Budget Account
3620F - Research, Development, Test, and Evaluation, Space Force
Budget Activity
4 - Advanced Component Development and Prototypes
Description
EO/IR Weather Systems under the Air Force's Research, Development, Test & Evaluation budget activity, aims to provide global Low-Earth Orbit (LEO) coverage to meet Space-Based Environmental Monitoring (SBEM) Electro-Optical/Infrared (EO/IR) Gaps 1) Cloud Characterization (CC) and 2) Theatre Weather Imagery (TWI). This program is intended to replace the obsolete and aging Defense Meteorological Satellite Program (DMSP) and EWS-Geostationary (EWS-G) systems, which are projected to reach their end-of-life in June 2026 and September 2030 respectively. The primary objectives include ensuring the production of global predictive weather data, supporting daily air operations and intelligence gathering for strategic mission planning, forecasting and monitoring adverse weather conditions over specific regions, and maintaining the SBEM civil/international partnership for the Family of Systems architecture.

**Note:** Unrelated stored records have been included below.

PR #457, opened 2023-10-31
Analysis

### LINKED ISSUE #426: Indexing: Improve the performance of `Aliases`
According to @zachallaun, we spend a _lot_ of time in index generation figuring out where aliases come from. Aliases was implemented simply, and it investigates the AST from scratch each time it's called. A better approach would be to generate some metadata document the first time that it's called, and subsequent calls would be able to use that metadata to figure out what they need to know.

zachallaun:
Fixes #426 

This PR introduces the concept of *analysis*, which is encapsulated by the `%Lexical.Ast.Analysis{}` struct. The idea is that, in the happy case, we can analyze the AST up front to capture important information and then re-use it for subsequent operations.

The most important new APIs/changes introduced:

* `Lexical.Ast.analyze(document)` - returns `%Analysis{}` which may or may not be valid (`analysis.valid?`). Used for whole-document analysis, e.g. indexing.
* `Lexical.Ast.reanalyze_to(analysis, position)` - returns `%Analysis{}` using the fragment of the original document up to the given position. Useful for things that may not require the whole document, e.g. resolving aliases. If the given analysis is already valid, this is a no-op.
* `Lexical.Ast.Aliases` has been removed in favor of analysis.
* Many `Lexical.Ast` functions have been refactored to also (or only) accept an analysis in place of a document.
* Added concept of *derived data* to `Lexical.Document.Store`. This allows for a derived analysis to be saved alongside the document and fetched using `{:ok, %Document{}, %Analysis{}} = Document.Store.fetch(uri, :analysis)`.
* Refactored a number of existing LS features to use analysis, including entity resolution, completions, references.

---

Running the following extremely simple "benchmark" in `iex -S mix`:

```elixir
# on main
iex> time fn -> Lexical.RemoteControl.Search.Indexer.create_index(project()); nil end
Time: 9.7 seconds

# on this branch
iex> time fn -> Lexical.RemoteControl.Search.Indexer.create_index(project()); nil end
Time: 1.8 seconds
```


apps/common/lib/lexical/ast.ex
```diff
@@ -88,6 +88,44 @@ defmodule Lexical.Ast do
...
+  end
+
+  @doc """
+  Attempts to analyze a document at least until `position`.
+
+  This can be used to analyze an invalid AST up until, for instance, the
+  cursor position. The full analysis will be completed if the AST is
+  valid.
+
+  This function is not guaranteed to return a valid analysis.
```
scohen, line 108: then why is it called safe? 🤔 

(i get it, because it can't crash)

apps/common/lib/lexical/ast.ex
```diff
@@ -436,34 +474,15 @@ defmodule Lexical.Ast do
...
-  def expand_aliases(module, %Document{} = document, quoted_document, %Position{} = position)
-      when is_atom(module) and not is_nil(module) do
-    module
-    |> Module.split()
-    |> Enum.map(&String.to_atom/1)
-    |> expand_aliases(document, quoted_document, position)
-  end
-
-  def expand_aliases(segments, %Document{} = document, quoted_document, %Position{} = position)
+  def expand_aliases(segments, analysis_or_document, %Position{} = position)
```
scohen, line 481: this function still has a pretty significant performance footgun if you pass in a document. I think we should be putting the AST (and possibly the analysis) into the document store, and retrieve it from there. This will, I think, require moving AST into `lexical_shared`

apps/common/lib/lexical/ast/analysis/analyzer.ex
```diff
@@ -0,0 +1,424 @@
...
+      %Scope{id: id, range: range, module: module, parent_aliases: parent_aliases}
+    end
+
+    def global do
+      %Scope{id: :global}
+    end
+
+    def alias_map(%Scope{} = scope) do
+      scope.aliases
+      |> Enum.sort_by(& &1.line)
```
scohen, line 36: we should write a comment about this sort before mapping. it looks wrong, but I think that's just to ensure that later aliases in a given scope win.

apps/common/lib/lexical/ast/analysis/analyzer.ex
```diff
@@ -0,0 +1,424 @@
...
+      |> Map.new(&{&1.as, &1})
+      |> Enum.into(scope.parent_aliases)
+    end
+
+    def empty?(%Scope{aliases: []}), do: true
```
scohen, line 41: nit: scopes are about more than just aliases. Imports, function definitions, and variables will all live here soon.

apps/common/lib/lexical/ast/analysis/analyzer.ex
```diff
@@ -0,0 +1,424 @@
...
+    |> Map.reject(fn {_id, scope} -> Scope.empty?(scope) end)
+    |> correct_ranges(quoted, document)
+    |> Map.values()
+  end
+
+  defp preprocess(quoted) do
+    Macro.prewalk(quoted, fn quoted ->
+      quoted
+      |> with_scope_id()
+    end)
```
scohen, line 173:
```suggestion
    Macro.prewalk(quoted, &with_scope_id/1)
```

apps/common/lib/lexical/ast/analysis/analyzer.ex
```diff
@@ -0,0 +1,424 @@
...
+    with %Zipper{node: sibling} <- Zipper.right(zipper),
+         %{start: sibling_start} <- Sourceror.get_range(sibling) do
+      new_end = Position.new(document, sibling_start[:line], sibling_start[:column])
+      put_in(scope.range.end, new_end)
+    else
+      _ ->
+        # we go up twice to get to the real parent because ast pairs
+        # are always in a list
+        %Zipper{node: parent} = zipper |> Zipper.up() |> Zipper.up()
+        %{end: parent_end} = Sourceror.get_range(parent)
```
scohen, line 205:
```suggestion
        parent_end = Sourceror.get_range(parent).end
```

apps/common/lib/lexical/ast/analysis/analyzer.ex
```diff
@@ -0,0 +1,424 @@
...
+  # alias Foo
+  # alias Foo.Bar
+  # alias __MODULE__.Foo
+  defp pre({:alias, meta, [aliases]}, state) do
+    case expand_alias(aliases, state) do
+      [_ | _] = segments ->
+        alias = Alias.new(segments, List.last(segments), meta[:line])
+
+        state
+        |> State.push_alias(alias)
```
scohen, line 280: i really, really, really  don't like single arg pipes
```suggestion
       State.push_alias(state, alias)
```

apps/common/lib/lexical/ast/analysis/analyzer.ex
```diff
@@ -0,0 +1,424 @@
...
+            [{{:__block__, _, [:as]}, {:__aliases__, _, [alias_as]}}]
+          ]},
+         state
+       ) do
+    case expand_alias(aliases, state) do
+      [_ | _] = segments ->
+        alias = Alias.new(segments, alias_as, meta[:line])
+
+        state
+        |> State.push_alias(alias)
```
scohen, line 301:
```suggestion
        State.push_alias(state, alias)
```

apps/common/lib/lexical/ast/analysis/analyzer.ex
```diff
@@ -0,0 +1,424 @@
...
+
+      [] ->
+        state
+    end
+  end
+
+  # clauses: ->
+  defp pre({clause, _, _} = quoted, state) when clause in @clauses do
+    state
+    |> State.maybe_push_scope_for(quoted)
```
scohen, line 311:
```suggestion
    State.maybe_push_scope_for(state, quoted)
```

apps/common/lib/lexical/ast/analysis/analyzer.ex
```diff
@@ -0,0 +1,424 @@
...
+  end
+
+  # blocks: do, else, etc.
+  defp pre({{:__block__, _, [block]}, _} = quoted, state) when block in @block_keywords do
+    state
+    |> State.maybe_push_scope_for(quoted)
```
scohen, line 317:
```suggestion
    State.maybe_push_scope_for(state, quoted)
```

apps/common/lib/lexical/ast/analysis.ex
```diff
@@ -0,0 +1,69 @@
...
+      [] ->
+        %{}
+    end
+  end
+
+  defp scopes_at(%__MODULE__{scopes: scopes}, %Position{} = position) do
+    scopes
+    |> Stream.filter(fn %Analyzer.Scope{range: range} = scope ->
+      scope.id == :global or Range.contains?(range, position)
+    end)
```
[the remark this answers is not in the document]
zachallaun: Not enough; I'll switch to Enum.

apps/common/lib/lexical/ast.ex
zachallaun: I don't love the name, but I wanted *something* that indicated that it's *trying some stuff* -- I don't think "safe" is the right word.

apps/common/lib/lexical/ast/analysis/analyzer.ex
zachallaun: You're right, but that's why this is a function in the `Scope` module instead of an ad-hoc check for empty `scope.aliases` somewhere else. We'll indeed have to update this as scopes start to store more information. (I want to start aggregating imports as soon as possible so that we can start resolving unqualified calls in `Entity.resolve`.)

apps/common/lib/lexical/ast/analysis/analyzer.ex
zachallaun: Yep, a decent amount of this is somewhat leftover from an earlier refactoring where there were a couple of steps here instead of just one.

apps/remote_control/lib/lexical/remote_control/search/indexer/extractors/module.ex
```diff
@@ -105,8 +105,7 @@ defmodule Lexical.RemoteControl.Search.Indexer.Extractors.Module do
     {line, column} = reducer.position
     position = Position.new(reducer.document, line, column)
 
-    {:ok, expanded} =
-      Ast.expand_aliases(unresolved_alias, reducer.document, reducer.quoted_document, position)
+    {:ok, expanded} = Ast.expand_aliases(unresolved_alias, reducer.analysis, position)
```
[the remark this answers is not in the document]
zachallaun: I had done a more "thorough integration" with the indexer, but there were enough bits that I was unsure of that I chose for now to have a minimal footprint. At the moment, this is basically just me changing as few indexer LOC as possible in this PR.

apps/common/lib/lexical/ast/analysis/analyzer.ex
zachallaun: Will add a comment and this also made me realize that there was a bug as I was using this function incorrectly in my implementation of `Analysis.aliases_at`.

zachallaun:
Reminder to self: the pattern for detecting `alias Foo, as: ...` is incorrect, as other options can be passed as well, like `warn: false`.

apps/server/lib/lexical/server/application.ex
```diff
@@ -11,15 +14,15 @@ defmodule Lexical.Server.Application do
   @impl true
   def start(_type, _args) do
     children = [
-      Lexical.Document.Store,
-      Lexical.Server,
-      {DynamicSupervisor, Lexical.Server.Project.Supervisor.options()},
+      {Document.Store, derive: [analysis: &Lexical.Ast.analyze/1]},
```
scohen, line 17: This is very cool.

apps/remote_control/lib/lexical/remote_control/dispatch/handlers/indexing.ex
```diff
@@ -24,9 +25,10 @@ defmodule Lexical.RemoteControl.Dispatch.Handlers.Indexing do
     {:ok, state}
   end
 
-  defp reindex(%Document{} = document, quoted_ast) do
-    with :ok <- ensure_latest_version(document),
-         {:ok, entries} <- Indexer.Quoted.index(document, quoted_ast) do
+  defp reindex(uri) do
+    with {:ok, {%Document{} = document, %Analysis{} = analysis}} <-
```
scohen, line 29: I think we should drop the nested tuples here and return `{:ok, %Document{}, %Analysis{}}` Thoughts?

zachallaun:
@scohen @scottming I'm going to mark this as ready for review, as I think it's very close to a merge-able state. I'll update the OP with some additional information.

apps/remote_control/lib/lexical/remote_control/code_intelligence/entity.ex
```diff
@@ -21,15 +22,17 @@ defmodule Lexical.RemoteControl.CodeIntelligence.Entity do
 
   Returns `{:ok, resolved, range}` if successful, `{:error, error}` otherwise.
   """
-  @spec resolve(Document.t(), Position.t()) :: {:ok, resolved, Range.t()} | {:error, term()}
-  def resolve(%Document{} = document, %Position{} = position) do
-    with {:ok, surround_context} <- Ast.surround_context(document, position),
-         {:ok, resolved, {begin_pos, end_pos}} <- resolve(surround_context, document, position) do
+  @spec resolve(Analysis.t(), Position.t()) :: {:ok, resolved, Range.t()} | {:error, term()}
+  def resolve(%Analysis{} = analysis, %Position{} = position) do
+    analysis = Ast.analyze_to(analysis, position)
```
zachallaun, line 27: I'm not sure this should be done here. I think this should probably be done before the call to `resolve` is made so that we can ensure `analyze_to` is only called once per request.

projects/lexical_shared/lib/lexical/document/store.ex
```diff
@@ -1,97 +1,148 @@
...
 
-    @table_name Document.Store
+    defrecord :open_doc, document: nil, derived: %{}
 
-    def new do
-      :ets.new(@table_name, [:named_table, :set, :protected, read_concurrency: true])
+    def new(opts \\ []) do
+      [derive: funs] =
+        opts
+        |> Keyword.validate!(derive: [])
```
scohen, line 41: TIL

projects/lexical_shared/lib/lexical/document/store.ex
```diff
@@ -1,97 +1,148 @@
...
+        |> Keyword.take([:derive])
```
scohen, line 42: alternate take: 
```suggestion
      derivation_funs =
        opts
        |> Keyword.validate!(derive: [])
        |> Keyword.get(:derive)
```

projects/lexical_shared/lib/lexical/document/store.ex
```diff
@@ -1,97 +1,148 @@
...
 
     @spec open(t, Lexical.uri(), String.t(), pos_integer()) :: {:ok, t} | {:error, :already_open}
+    def open(%__MODULE__{temporary_open_refs: refs} = store, uri, text, version)
+        when is_map_key(refs, uri) do
+      {_, store} =
+        store
+        |> maybe_cancel_ref(uri)
+        |> pop_open_doc(uri)
+
+      open(store, uri, text, version)
```
scohen, line 94: this seems like it's doing a bit more work that is necessary, why not just cancel the ref?

projects/lexical_shared/lib/lexical/document/store.ex
```diff
@@ -100,123 +151,101 @@ defmodule Lexical.Document.Store do
...
-
-  alias Lexical.Document
-  alias Lexical.ProcessCache
+    defp normalize_error(:error), do: {:error, :not_open}
+    defp normalize_error(e), do: e
 
-  @type t :: %State{}
+    defp derive(%__MODULE__{} = store, key, document) do
+      case store.derivation_funs do
+        %{^key => fun} ->
```
scohen, line 218: maybe:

The program also focuses on a distributed LEO architecture for scalability and increased operational resilience. It aims to prototype the latest industry capabilities for simplified sensor designs while meeting CC and TWI requirements and data latencies in a distributed architecture. The Space Force plans to pursue competitive prototyping of sensor and bus designs for a proliferated LEO architecture while leveraging existing SBEM Family of Systems. The program's planned activities include technology risk reduction, operational demonstrations, and system resiliency implementation necessary to operate in the contested space domain. Additionally, it will use Section 815 Other Transaction Authority (OTA) contracts for technology risk reduction and operational demonstration efforts. The Phase III operational system replacement acquisition strategy will be decided in early FY 2025 based on the outcomes of Phase II efforts.